265th place solution (score: 0.48371)

An ensemble of 10 models:

  • Models: 5 ResNet34 (5-fold), 2 ResNet18, 1 ResNet50, and 1 BNInception
  • Data: kaggle and external data (HPA v18). Multilabel stratification using iterative-stratification to create the data splits for the validation and folds
  • Image channels: RGB
  • Image resolution: 512x512 for all models
  • Training augmentations: horizontal flip, vertical flip, transpose, random rotation (limited to 20°), color jitter
  • Test time augmentations: horizontal flip, vertical flip, transpose, and brightness for a total of 15 augmentations. The predictions from the test dataset and TTA are ensemble by taking a weighted mean of the probabilities
  • Optimizer: Adam for the ResNet34 models and SGD with momentum for the remaining models
  • Loss function: BCE (with logits)
  • Sampling strategy: weighted samples using the inverse of the median class frequency (oversamples minority classes and undersamples majority classes)
  • Decision threshold search: different decision thresholds are tried on the validation set and the best (highest score) single threshold and per class thresholds are chosen. Although, this ended up performing worse than using a decision threshold of 0.3 in the test set
  • Learning rate schedule: reduce on metric plateau
  • Submission: mean of predictions of all models. Samples for which there are no predictions are set to class 25

Replicating results

For each configuration file in the config/ensemble/ folder do the following:

  1. Train the models:
    python train.py -c config/ensemble/config_file.json
    Make sure 5f_r34_224.json is trained before 5f_r34_512.json, for the remaining the training order is irrelevant.
  2. Run the script to find the best thresholds:
    python threshold_finder.py -c config/ensemble/config_file.json
  3. Make predictions and create the submission files:
    python make_submission.py -c config/ensemble/config_file.json

The results will be saved in the directory checkpoint/config_file/. Inside, a folder will be created for each fold containing the checkpoint of the model and a history file with the loss and metrics. The model checkpoint contains the state of the trainer when the model reached the best validation score.

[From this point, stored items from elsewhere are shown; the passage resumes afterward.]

PR #2593, opened 2026-07-09
Make Orchard PCZT cmx optional

ValarDragon:
## Summary

- Allow v2 Orchard PCZTs to redact output note commitments by representing logical and v2 `cmx` as optional.
- Resolve redacted `cmx` before parsed conversion from the output note fields and action spend nullifier, while keeping memo recovery best-effort.
- Keep v1 encoding strict, add `ActionRedactor::clear_cmx`, and update focused tests and changelog entries.

## Validation

### DIFF
--- a/pczt/src/orchard.rs
+++ b/pczt/src/orchard.rs
@@ -286,12 +286,6 @@ fn recover_memo_plaintext_from_ciphertext_and_action(
         // we return None here to avoid excess sets or clone operations, as the caller need not do anything in this case.
         EncCiphertext::MemoPlaintext(_) => return None,
     };
-    let output = OutputRecoveryData {
-        cmx: action.output.cmx,
-        ephemeral_key: action.output.ephemeral_key,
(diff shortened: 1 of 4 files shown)


pczt/src/orchard.rs
```diff
@@ -1025,7 +1027,7 @@ pub(crate) mod v2 {
             MemoPlaintext, NoteVersion, ORCHARD_SPENDS_AND_OUTPUTS_ENABLED, Output, Spend,
         };
 
-        fn logical_action(cv_net: Option<[u8; 32]>) -> LogicalAction {
+        fn logical_action(cv_net: Option<[u8; 32]>, cmx: Option<[u8; 32]>) -> LogicalAction {
```
ValarDragon, line 1030: This is in tests

nuttycom (approved):
utACK e53d979720d726ace1106b686069cc6388954825

PR #2596, opened 2026-07-10
zcash_client_backend: rename and restructure Recipient::InternalAccount / BuildRecipient

### LINKED ISSUE #2595: zcash_client_backend: Revisit the naming and delineation of `Recipient::InternalTransparent` vs. `Recipient::InternalAccount`
Follow-up from https://github.com/zcash/librustzcash/pull/2550#discussion_r3549071493.

PR #2550 added `Recipient::InternalTransparent` (`zcash_client_backend/src/wallet.rs`) to record the send side of a non-ephemeral transparent output that the wallet both funded and received (i.e. transparent change), along with construction-time mirrors `BuildRecipient::InternalTransparent` and `PcztRecipient::InternalTransparent` in `zcash_client_backend/src/data_api/wallet.rs`.

The current delineation from `Recipient::InternalAccount` is:

- `InternalAccount` carries a shielded `Note`; the recipient address is not externally meaningful, so wallet-internal shielded outputs are recorded against the receiving account alone (with an optional `external_address` for cross-account sends via an external IVK).
- `InternalTransparent` records the on-chain-observable `recipient_address`, because for transparent outputs the address is visible on chain and must be retained; the output is subsequently tracked via its outpoint.

As noted in review, the naming is confusing: both variants describe outputs that are internal to (belonging to an account of) the wallet, so the `Transparent` / `Account` suffixes do not clearly communicate the actual distinction (shielded note vs. transparent outpoint tracking). There may also be an axis of symmetry to refactor along — e.g. internal/external crossed with pool type — rather than maintaining parallel variants whose differences are encoded in their payloads.

Suggested scope:

- Reconsider the names of the two variants (and their `BuildRecipient` / `PcztRecipient` mirrors) so that the distinction they encode is evident.
- Evaluate whether the variants should be restructured (e.g. a common internal-recipient shape parameterized by pool-specific data) instead of renamed.

Note that `Recipient` is part of the public API of `zcash_client_backend`, so any change here is semver-breaking and should be scheduled accordingly.

schell:
Resolves #2595.

Two commits:

1. Renames `zcash_client_backend::wallet::Recipient::InternalAccount` (and its
   `BuildRecipient`/`PcztRecipient` mirrors) to `InternalShielded`, for symmetry with
   `Recipient::InternalTransparent`. The prior name did not communicate the actual
   distinction between the two internal variants — payload domain (shielded note vs.
   transparent address), not some special relationship to "the account". The
   `Recipient` enum doc comments are expanded to spell out the two independent axes the
   variants vary along. This is a public, semver-breaking rename; a `Changed` entry is
   added to the unreleased section of `zcash_client_backend/CHANGELOG.md`.
   `PcztRecipient`'s variant order (and thus its postcard encoding within a PCZT) is
   unchanged.

2. Splits the private `BuildRecipient` type into `ShieldedBuildRecipient` and
   `TransparentBuildRecipient`, matching the two functions that previously consumed a
   single `BuildRecipient` with two `unreachable!()` arms apiece
   (`into_recipient_with_note`, used only for shielded outputs where a decrypted `Note`
   is available; `into_recipient_with_outpoint`, used only for transparent outputs
   where an `OutPoint` is available). Each split type carries only the variants
   relevant to its domain, and each has a single `into_recipient` method that is a
   total function. `PcztRecipient::from_recipient` is likewise split. This is a
   private, internal-only change with no effect on the public API.

Both follow from review discussion on #2550:
https://github.com/zcash/librustzcash/pull/2550#discussion_r3549071493

## Verification

- `cargo clippy --all-features --all-targets -- -D warnings` (workspace)
- `cargo check -p zcash_client_backend` with `--all-features`, `--no-default-features`,
  `--features transparent-inputs`, `--features orchard`
- `cargo test --workspace --all-features` (all green, no failures)
- `cargo doc --no-deps --workspace --all-features --document-private-items` (nightly):
  no new warnings (4 pre-existing warnings, unrelated to this change)
- Verified commit 1 builds standalone

### DIFF
--- a/zcash_client_backend/CHANGELOG.md
+++ b/zcash_client_backend/CHANGELOG.md
@@ -282,6 +282,11 @@ workspace.
   this option must be executed with a matching unpadded builder configuration.
 
 ### Changed
+- `zcash_client_backend::wallet::Recipient::InternalAccount` has been renamed
+  to `Recipient::InternalShielded`, for symmetry with `Recipient::InternalTransparent`
+  and to clarify that the distinguishing feature of this variant is that its
+  payload is a shielded note, not that it is somehow more "the account" than the
+  other internal variant.
 - MSRV is now 1.88
 - `zcash_client_backend::data_api::wallet::create_pczt_from_proposal` now takes an
   `orchard_pool_bundle_type` argument (behind the `pczt` feature flag) selecting
--- a/zcash_client_backend/src/data_api/ll/wallet.rs
+++ b/zcash_client_backend/src/data_api/ll/wallet.rs
@@ -1264,7 +1264,7 @@ where
                 let note = output.to_wallet_note();
                 let value = note.value();
 
-                let recipient = Recipient::InternalAccount {
+                let recipient = Recipient::InternalShielded {
                     receiving_account: output.account_id(),
                     external_address: None,
                     note: Box::new(note),
@@ -1282,7 +1282,7 @@ where
                     let value = note.value();
 
                     // Even if the recipient address is external, record the send as internal.
-                    let recipient = Recipient::InternalAccount {
+                    let recipient = Recipient::InternalShielded {
                         receiving_account: output.account_id(),
                         external_address: Some(external_address(
                             wallet_db,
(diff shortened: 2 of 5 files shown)


nuttycom (approved):
utACK e53d979720d726ace1106b686069cc6388954825

PR #2598, opened 2026-07-10
zcash_client_sqlite: Include Ironwood checkpoints in rewind selection

gustavovalverde:
Wallet rewinds currently choose a checkpoint shared by Sapling and Orchard without requiring Ironwood. When Ironwood lacks the selected height, `truncate_to_checkpoint` leaves that tree unchanged, so it remains ahead of the rest of the wallet and replacement blocks can conflict with its stale frontier.

Include Ironwood in both the selected-checkpoint query and the safe-rewind-height intersection. `rewind_to_chain_state` now also treats Ironwood checkpoint divergence inside the pruning window as corrupted data, matching the existing Orchard safeguard. Focused regressions cover a requested height without an Ironwood checkpoint and a checkpoint set with no safe three-pool height.

### DIFF
--- a/zcash_client_sqlite/src/wallet.rs
+++ b/zcash_client_sqlite/src/wallet.rs
@@ -3674,28 +3674,26 @@ pub(crate) fn set_transaction_status<P: consensus::Parameters>(
 }
 
 /// Returns the minimum checkpoint height that exists in all note commitment trees that contain
-/// data. When both trees have checkpoints, returns the minimum of their intersection. When only
-/// one tree has checkpoints, returns that tree's minimum. Returns `None` when both are empty.
+/// data. A height qualifies when every tree that has any checkpoints has a checkpoint at that
+/// height. Returns `None` when all trees are empty.
 fn min_shared_checkpoint_height(
     conn: &rusqlite::Connection,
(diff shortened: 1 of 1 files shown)


zcash_client_sqlite/CHANGELOG.md
```diff
@@ -123,6 +123,10 @@ workspace.
   the migration to abort.
 
 ### Fixed
+- Wallet rewinds now select checkpoints shared by the Sapling, Orchard, and Ironwood note
+  commitment trees. Previously, a rewind could select a height without an Ironwood checkpoint,
+  leaving the Ironwood tree ahead of the rest of the wallet and preventing replacement blocks
+  from being scanned after a reorg.
```
nuttycom: Also a fix relative to unreleased code, so it doesn't need to be in the CHANGELOG

nuttycom (commented):
utACK modulo the CHANGELOG fix.

zcash_client_sqlite/CHANGELOG.md
gustavovalverde: Fixed

nuttycom (approved):
utACK

PR #6, opened 2021-06-14
Added attributes for getting list of operations and inverse ops

arthurostrauss:
Moved the active reset to be just before RB sequence


examples/bakery_examples/RB_1_qubit/RB_1qubit.py
```diff
@@ -16,14 +15,16 @@
 RB_baked_sequences = RB.baked_sequences
 duration_trackers = RB.duration_trackers
 inverse_ops = RB.inverse_ops
+print(RB_sequences[0].operations_list)
```
galwiner, line 18: why do we need these print statements?

galwiner (approved):

PR #17, opened 2021-08-08
Corrections related to wrong assertions and update of readme

arthurostrauss:
Fixed bugs pointed out when playing with amplitude modulation within the b.run(), added a test for it, and replaced error messages with assertion errors.

### DIFF
--- a/qualang_tools/bakery/bakery.py
+++ b/qualang_tools/bakery/bakery.py
@@ -339,7 +339,9 @@ class Baking:
         def remove_Op(q):
             if self.length_constraint is None:
                 if self._out:
-                    del self.config["elements"][q]["operations"][f"baked_Op_{self._ctr}"]
+                    del self.config["elements"][q]["operations"][
+                        f"baked_Op_{self._ctr}"
+                    ]
                     del self.config["pulses"][f"{q}_baked_pulse_{self._ctr}"]
                     if "mixInputs" in self.config["elements"][q]:
                         del self.config["waveforms"][f"{q}_baked_wf_I_{self._ctr}"]
@@ -347,10 +349,15 @@ class Baking:
                     elif "singleInput" in self.config["elements"][q]:
                         del self.config["waveforms"][f"{q}_baked_wf_{self._ctr}"]
                 else:
-                    raise KeyError("delete_baked_Op only available outside of the context manager "
-                                   "(config is updated at the exit)")
+                    raise KeyError(
+                        "delete_baked_Op only available outside of the context manager "
+                        "(config is updated at the exit)"
+                    )
             else:
-                raise Warning("Operation could not be deleted because baking object does not update the config")
+                raise Warning(
+                    "Operation could not be deleted because baking object does not update the config"
+                )
+
         if len(qe_set) != 0:
             for qe in qe_set:
                 remove_Op(qe)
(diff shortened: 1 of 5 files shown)


qualang_tools/bakery/bakery.py
```diff
@@ -9,20 +9,50 @@
...
+    config,
+    padding_method="right",
+    override=False,
+    update_config: bool = True,
+    baking_index: int = None,
+):
+    """
+    Opens a context manager to synthesize samples for arbitrary waveforms
+    :param config: config file
+    :param padding_method: Method to pad 0s to format the waveform to match hardware constraint
```
yomach, line 22: You need to write here what are the options for the padding_methods

qualang_tools/bakery/bakery.py
```diff
@@ -9,20 +9,50 @@
...
+    (>16 ns and multiple of 4)
+    :param override: Define if baked waveforms are overridable when using add_compiled feature
+    :param update_config: Define if baked waveform should be added within the input config file
```
yomach, line 25: What is the alternative?

qualang_tools/bakery/bakery.py
```diff
@@ -9,20 +9,50 @@
...
+    :param baking_index: index of a reference baking object to impose length constraint on new baked waveform
+    (useful for matching lengths when using waveform overriding in add_compiled feature)
+    :return: No return, config is updated if update_config is set to True,
```
yomach, line 28: If there is no return, don't add a :return: part...
You can write that part in the docstring itself above

qualang_tools/bakery/bakery.py
```diff
@@ -256,6 +319,24 @@ def _get_pulse_index(self, qe):
...
 
+    def get_waveforms_dict(self):
+        return self.override_waveforms_dict
+
+    def delete_baked_Op(self, qe: str):
+        """
+        Delete in the input config of the baking object the associated baked operation and
+        its associated pulse and waveform(s) for the specified quantum element
+        :param qe: quantum element
+        :return:
```
yomach, line 330: delete :return:

qualang_tools/bakery/bakery.py
yomach: Read about it in the readme. Add here that the default is true.

Is there any usecase in which this would be False but the baking_index won't be provided?

If the answer is no, then it might be easier to just get rid of this parameter...

yomach (changes requested):

qualang_tools/bakery/bakery.py
```diff
@@ -13,22 +13,20 @@ def baking(
     config,
     padding_method="right",
     override=False,
-    update_config: bool = True,
     baking_index: int = None,
 ):
     """
-    Opens a context manager to synthesize samples for arbitrary waveforms
+    Opens a context manager to synthesize samples for arbitrary waveforms. No return, config is updated if update_config is set to True,
```
yomach, line 19: There is no update_config now :)
You can write:
Opens a context manager to synthesize samples for arbitrary waveforms. The inputted config is updated, unless a a baking_index is given, in which case the generated waveforms can be retrieved using the get_waveform_dict() method, in a format readily plugable as an overrides argument

qualang_tools/bakery/bakery.py
```diff
@@ -37,11 +35,13 @@ def __init__(
         config,
         padding_method: str = "right",
         override: bool = False,
-        update_config: bool = True,
         baking_index: int = None,
     ):
         self._config = config
-        self.update_config = update_config
+        if baking_index:
```
yomach, line 41: The Baking index starts from 0 or from 1?
If it starts from 0, you have a bug.
If it starts from 1, it's cool

yomach (changes requested):

yomach (approved):

PR #22, opened 2021-09-05
Changed definition of baking alignment without any arguments

arthurostrauss:
Before:
b.align() would involve all quantum elements present in the configuration and upload a waveform of 0s for all of them
Now:
It only aligns elements that were previously called in within the baking context manager

### DIFF
--- a/qualang_tools/bakery/bakery.py
+++ b/qualang_tools/bakery/bakery.py
@@ -353,7 +353,14 @@ class Baking:
         return index
 
     def get_qe_set(self):
-        return self._qe_set
+        if self._out:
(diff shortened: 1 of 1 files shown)


yomach:
Is this properly documented?

arthurostrauss:
Actually the docstring attached to the method already made that statement but it was not true, it was padding 0s for all elements in the config regardless of their involvement within the baking.

yomach:
Then this is not a behavioral change, it is a bug fix. 
Next time make sure it is clear in the PR and in the commit messages

yomach (approved):

PR #29, opened 2021-12-06
improve CI actions and refactor package names

qguyk:


qualang_tools/bakery/xeb.py
```diff
@@ -1,5 +1,5 @@
 from dataclasses import dataclass
-from typing import List, Callable, Union
```
yomach, line 2: Why are these removed? They are not used?
If I remember correctly, @arthurostrauss added them because of an issue Caltech had...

The decision thresholds found by the search script are also saved in the root of the directory. The submissions are stored in the submissions folder. As an example, after all the steps for 5f_r34_512.json, the directory tree inside the checkpoint/5f_r34_512/ directory will look like this:

.
├── fold_1
│   ├── model.pth
│   └── summary.json
├── fold_2
│   ├── model.pth
│   └── summary.json
├── fold_3
│   ├── model.pth
│   └── summary.json
├── fold_4
│   ├── model.pth
│   └── summary.json
├── fold_5
│   ├── model.pth
│   └── summary.json
├── submission
│   ├── ensemble_class_best.csv
│   ├── ensemble_class_best_fill25.csv
│   ├── ... (more csv files)
└── threshold.json

The final submission is an ensemble of the following files:

  • checkpoint/5f_r34_512/fold_1_lb.csv
  • checkpoint/5f_r34_512/fold_2_lb.csv
  • checkpoint/5f_r34_512/fold_3_lb.csv
  • checkpoint/5f_r34_512/fold_4_lb.csv
  • checkpoint/5f_r34_512/fold_5_lb.csv
  • checkpoint/bn_512/fold_1_lb.csv
  • checkpoint/r18_512/fold_1_lb.csv
  • checkpoint/r18_512_logw/fold_1_lb.csv
  • checkpoint/r50_512/fold_1_lb.csv

Place the files in a directory and run:

python ensemble_csv.py -d path/to/directory/

A better single-model solution (score: 0.49204)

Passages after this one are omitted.